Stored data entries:

-------

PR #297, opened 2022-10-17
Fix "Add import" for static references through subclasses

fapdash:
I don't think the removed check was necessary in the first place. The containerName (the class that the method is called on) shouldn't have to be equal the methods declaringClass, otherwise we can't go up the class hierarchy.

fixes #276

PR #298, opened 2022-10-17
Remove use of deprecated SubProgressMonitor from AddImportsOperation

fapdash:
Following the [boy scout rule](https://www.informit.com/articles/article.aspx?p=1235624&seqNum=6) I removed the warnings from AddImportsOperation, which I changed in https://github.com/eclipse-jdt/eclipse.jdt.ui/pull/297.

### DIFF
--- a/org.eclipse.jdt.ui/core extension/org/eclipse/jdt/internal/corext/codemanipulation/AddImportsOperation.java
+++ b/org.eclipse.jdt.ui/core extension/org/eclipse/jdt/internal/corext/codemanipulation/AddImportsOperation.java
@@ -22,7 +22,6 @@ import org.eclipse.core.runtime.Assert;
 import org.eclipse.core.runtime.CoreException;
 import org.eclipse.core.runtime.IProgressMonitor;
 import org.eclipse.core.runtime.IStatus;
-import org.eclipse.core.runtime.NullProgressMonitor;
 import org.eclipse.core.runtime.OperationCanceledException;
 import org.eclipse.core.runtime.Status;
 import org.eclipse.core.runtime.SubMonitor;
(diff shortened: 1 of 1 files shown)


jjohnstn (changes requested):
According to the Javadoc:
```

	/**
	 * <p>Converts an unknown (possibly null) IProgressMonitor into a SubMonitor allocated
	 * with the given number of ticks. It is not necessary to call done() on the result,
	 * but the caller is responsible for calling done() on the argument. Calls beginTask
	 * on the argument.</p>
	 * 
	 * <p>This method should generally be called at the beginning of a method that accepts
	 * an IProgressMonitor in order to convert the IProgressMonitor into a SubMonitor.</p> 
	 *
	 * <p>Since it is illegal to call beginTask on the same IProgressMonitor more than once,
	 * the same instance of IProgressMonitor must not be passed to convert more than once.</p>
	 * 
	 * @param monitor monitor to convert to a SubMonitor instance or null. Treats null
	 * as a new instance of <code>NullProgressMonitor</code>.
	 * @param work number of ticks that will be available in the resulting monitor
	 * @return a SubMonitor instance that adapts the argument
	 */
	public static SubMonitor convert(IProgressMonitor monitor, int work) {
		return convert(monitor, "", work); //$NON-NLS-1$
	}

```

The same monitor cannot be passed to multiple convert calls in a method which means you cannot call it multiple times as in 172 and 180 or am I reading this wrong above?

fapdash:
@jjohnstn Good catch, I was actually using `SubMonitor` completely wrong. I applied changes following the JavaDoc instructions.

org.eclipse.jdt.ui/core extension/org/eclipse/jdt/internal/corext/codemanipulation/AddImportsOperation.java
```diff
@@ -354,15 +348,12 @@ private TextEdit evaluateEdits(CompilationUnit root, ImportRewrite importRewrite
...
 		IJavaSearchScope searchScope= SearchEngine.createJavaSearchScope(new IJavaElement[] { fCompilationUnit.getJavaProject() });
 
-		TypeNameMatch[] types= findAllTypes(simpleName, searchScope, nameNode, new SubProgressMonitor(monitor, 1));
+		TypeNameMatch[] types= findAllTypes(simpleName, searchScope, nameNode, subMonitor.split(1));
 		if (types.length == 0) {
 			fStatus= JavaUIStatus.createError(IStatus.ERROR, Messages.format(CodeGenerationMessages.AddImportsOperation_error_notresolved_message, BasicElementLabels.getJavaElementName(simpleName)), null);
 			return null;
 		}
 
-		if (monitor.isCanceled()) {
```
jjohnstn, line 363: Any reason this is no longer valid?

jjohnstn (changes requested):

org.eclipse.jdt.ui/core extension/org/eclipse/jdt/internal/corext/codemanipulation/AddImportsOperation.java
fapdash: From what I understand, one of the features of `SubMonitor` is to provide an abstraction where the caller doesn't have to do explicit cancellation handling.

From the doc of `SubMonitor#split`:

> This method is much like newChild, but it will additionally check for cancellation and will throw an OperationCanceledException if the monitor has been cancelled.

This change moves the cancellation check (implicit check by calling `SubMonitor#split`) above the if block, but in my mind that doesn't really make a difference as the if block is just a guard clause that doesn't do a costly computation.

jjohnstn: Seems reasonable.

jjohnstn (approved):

-------

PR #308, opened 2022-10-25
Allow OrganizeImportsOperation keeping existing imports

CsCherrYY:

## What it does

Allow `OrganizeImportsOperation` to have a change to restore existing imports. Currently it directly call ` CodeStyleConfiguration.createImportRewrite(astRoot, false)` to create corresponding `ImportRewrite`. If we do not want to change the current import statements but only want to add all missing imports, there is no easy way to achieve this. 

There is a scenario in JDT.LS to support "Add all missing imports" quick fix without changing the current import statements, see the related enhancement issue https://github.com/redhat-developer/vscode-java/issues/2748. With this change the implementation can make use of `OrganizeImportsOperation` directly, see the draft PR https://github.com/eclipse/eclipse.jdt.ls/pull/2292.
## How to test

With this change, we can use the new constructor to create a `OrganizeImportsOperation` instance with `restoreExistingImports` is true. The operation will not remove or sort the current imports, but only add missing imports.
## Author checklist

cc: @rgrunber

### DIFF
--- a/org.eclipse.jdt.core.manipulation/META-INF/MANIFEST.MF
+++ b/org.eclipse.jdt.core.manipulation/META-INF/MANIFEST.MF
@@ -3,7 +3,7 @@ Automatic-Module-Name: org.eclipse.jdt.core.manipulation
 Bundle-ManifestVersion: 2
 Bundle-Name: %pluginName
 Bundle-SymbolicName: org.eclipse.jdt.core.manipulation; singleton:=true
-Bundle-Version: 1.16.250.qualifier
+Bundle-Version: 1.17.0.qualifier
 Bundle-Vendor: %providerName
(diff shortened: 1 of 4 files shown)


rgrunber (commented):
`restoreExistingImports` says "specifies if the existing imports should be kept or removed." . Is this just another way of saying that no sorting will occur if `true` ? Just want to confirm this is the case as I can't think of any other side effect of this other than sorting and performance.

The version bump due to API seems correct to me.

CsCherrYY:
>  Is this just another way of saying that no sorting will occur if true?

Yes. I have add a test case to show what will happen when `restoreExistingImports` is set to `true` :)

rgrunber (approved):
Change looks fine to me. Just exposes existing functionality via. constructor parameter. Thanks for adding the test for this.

-------

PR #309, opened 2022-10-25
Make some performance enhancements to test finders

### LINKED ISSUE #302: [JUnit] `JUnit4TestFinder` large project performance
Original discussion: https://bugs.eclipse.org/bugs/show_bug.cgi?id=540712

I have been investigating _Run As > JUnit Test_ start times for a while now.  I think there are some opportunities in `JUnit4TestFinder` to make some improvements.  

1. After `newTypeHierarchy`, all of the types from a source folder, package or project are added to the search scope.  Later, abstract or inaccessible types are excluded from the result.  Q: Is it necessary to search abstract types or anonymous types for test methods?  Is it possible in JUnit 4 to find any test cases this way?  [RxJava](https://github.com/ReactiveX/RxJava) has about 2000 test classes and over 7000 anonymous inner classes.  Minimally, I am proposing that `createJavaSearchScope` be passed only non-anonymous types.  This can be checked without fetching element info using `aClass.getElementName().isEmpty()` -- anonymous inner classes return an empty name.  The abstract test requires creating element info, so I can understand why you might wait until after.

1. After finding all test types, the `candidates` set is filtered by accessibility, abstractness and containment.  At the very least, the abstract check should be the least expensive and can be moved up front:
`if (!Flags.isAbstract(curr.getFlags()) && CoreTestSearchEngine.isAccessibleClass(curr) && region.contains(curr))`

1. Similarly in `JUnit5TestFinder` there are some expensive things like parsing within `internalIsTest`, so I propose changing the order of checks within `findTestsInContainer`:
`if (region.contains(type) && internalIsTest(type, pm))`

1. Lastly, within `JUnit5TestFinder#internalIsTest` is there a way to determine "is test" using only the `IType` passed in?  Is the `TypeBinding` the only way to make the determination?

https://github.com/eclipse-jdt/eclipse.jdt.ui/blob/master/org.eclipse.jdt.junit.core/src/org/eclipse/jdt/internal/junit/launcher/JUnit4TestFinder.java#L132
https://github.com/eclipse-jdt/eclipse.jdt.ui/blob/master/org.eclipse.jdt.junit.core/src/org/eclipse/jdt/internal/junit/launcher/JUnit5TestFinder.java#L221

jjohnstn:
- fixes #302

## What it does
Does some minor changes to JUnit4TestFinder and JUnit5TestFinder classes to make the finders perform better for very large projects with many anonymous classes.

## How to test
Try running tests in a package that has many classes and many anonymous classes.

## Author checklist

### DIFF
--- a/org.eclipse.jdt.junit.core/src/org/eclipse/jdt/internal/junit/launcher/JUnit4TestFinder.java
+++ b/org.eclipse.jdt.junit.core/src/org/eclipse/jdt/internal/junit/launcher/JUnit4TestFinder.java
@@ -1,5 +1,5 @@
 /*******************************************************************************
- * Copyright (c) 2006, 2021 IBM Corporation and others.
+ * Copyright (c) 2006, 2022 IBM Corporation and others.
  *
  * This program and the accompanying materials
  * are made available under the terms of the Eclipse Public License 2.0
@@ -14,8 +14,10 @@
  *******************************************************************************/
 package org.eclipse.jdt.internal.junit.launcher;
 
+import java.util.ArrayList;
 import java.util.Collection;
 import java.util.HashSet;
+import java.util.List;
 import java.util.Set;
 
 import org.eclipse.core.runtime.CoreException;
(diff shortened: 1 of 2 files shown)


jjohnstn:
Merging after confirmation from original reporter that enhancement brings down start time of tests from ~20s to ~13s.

-------

** TASK DIRECTIONS **
Please go through the data above and copy every line that has the word "runtime".

** RESPONSE **
@@ -22,7 +22,6 @@ import org.eclipse.core.runtime.Assert;
 import org.eclipse.core.runtime.CoreException;
 import org.eclipse.core.runtime.IProgressMonitor;
 import org.eclipse.core.runtime.IStatus;
-import org.eclipse.core.runtime.NullProgressMonitor;
 import org.eclipse.core.runtime.OperationCanceledException;
 import org.eclipse.core.runtime.Status;
 import org.eclipse.core.runtime.SubMonitor;
 import org.eclipse.core.runtime.CoreException;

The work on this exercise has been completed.